How far out does your energy field span?
I feel each of us is a soul, an individualised aspect of creation, which incarnates over and over again.  In this way the evolution of our consciousness takes place.  According to ancient Kabbalistic teachings, the initial individual spark of creation was seeded in an exclusively dedicated space, an energetic container, its permanent home.  The energy field is the permanent abode that shelters our souls through successful incarnations in the physical body.
As a soul "lowers" itself into the physical body during a reincarnation, its energetic container expands. It stretches out its boundary to encompass the body as it grows, to the span of our outstretched arms, with the precision of the laws of sacred geometry.  The circle in Leonardo DaVinci's 'The Vitruvian Man' holds a hidden key to our understanding of the physicality of our energetic boundary formed by the biofield.
Your energetic boundary is a spherical region of space with the body in the center - smaller when you are a child and growing bigger as you become an adult. Most people think of the notion of personal boundaries as merely representational, rather than a physical reality. Most of us do not occupy our energy space fully because we do not even know that it exists or how large the energetic space is that we own.

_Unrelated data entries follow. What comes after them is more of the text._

Issue #9377, opened 2021-02-22
Workflow only uses toplevel limit


mikecurrancs:
##### ISSUE TYPE
 - Bug Report

##### SUMMARY
Since workflows make use of job templates, I would expect that the individual job template has the master limit for each job being run through the workflow. Instead the limit at the top level of the workflow is the only one that is being honored. If we leave that top-level blank, then the job run against every machine in our inventory instead of the ones listed only in the job template being run.

##### ENVIRONMENT
* AWX version: 17.0.1
* AWX install method: docker on linux
* Ansible version:  2.9.17
* Operating System: Ubuntu 20.04
* Web Browser: Any

##### STEPS TO REPRODUCE

1. Create a workflow 
2. Assign job templates in the visualizer
3. Set your limit in the job templates only
4. Save your workflow
##### EXPECTED RESULTS

I expect the limit in the job templates of the visualizer to be the master source for the limit, not the workflow. 

##### ACTUAL RESULTS

The job template limit is ignored, and each job template task is run against every server in the inventory

##### ADDITIONAL INFORMATION

Will provide any more information as requested.

wenottingham:
As noted in the docs, the workflow limit "provide[s] a host pattern to further constrain the list of hosts that will be managed or affected by the workflow. This limit is applied to all job template nodes that prompt for a limit."

Do your job templates allow prompting for a limit? If so, they'll use whatever limit is set on the workflow.

mikecurrancs:
This becomes problematic with our customer/server models and now we have to potentially duplicate every set of job templates to create individual workflows to ensure someone doesn't miss properly updating the limit in the job template. Defeats the idea of generic job templates that can be run against a multitude of servers just by asking for a limit. Now you have to always edit the limit and if someone runs one, thinking they did just that, they could take down the wrong customer. Automation to fix or not, this becomes a production incident and outage. 
 
The prompting of the job templates in the workflow visualizer should be the master source for the limit, not the workflow itself. If left blank, it should be ignored instead of defaulting to the entire inventory.  

This design seems like a step backwards. Especially since upgrades of our application have a mix of windows servers that are application only and sql only , and not even necessary to be run only in a workflow.

wenottingham:
> If left blank

If you look at the workflow in the API, is the limit `""`, or `null`?

If you PATCH it to be `null`, does it work like you expect?

wenottingham:
[...]

PR #10195, opened 2021-05-13
Fix null issue for limit

nixocio:
Fix null issue for limit.

See: https://github.com/ansible/awx/issues/9377


nixocio:
I triggered an e2e test run.

jakemcdermott (approved):

one-t:
I've verified this is now working as expected.

one-t:
!regate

There is a common notion that something happens at an arms-length away from the body. Keeping someone "at an arms length" is a popular idiomatic expression that reflects an innate understanding of energetic space.
(A friend grew up in a very tough inner city housing project. He said that his father always told him if anyone approached him closer than arms-length he was to hit him.) Arms-length was considered a natural barrier; it defined a space that needed to be protected.
You can experience it for yourself:
1 Get up and spread your arms as depicted in the drawing.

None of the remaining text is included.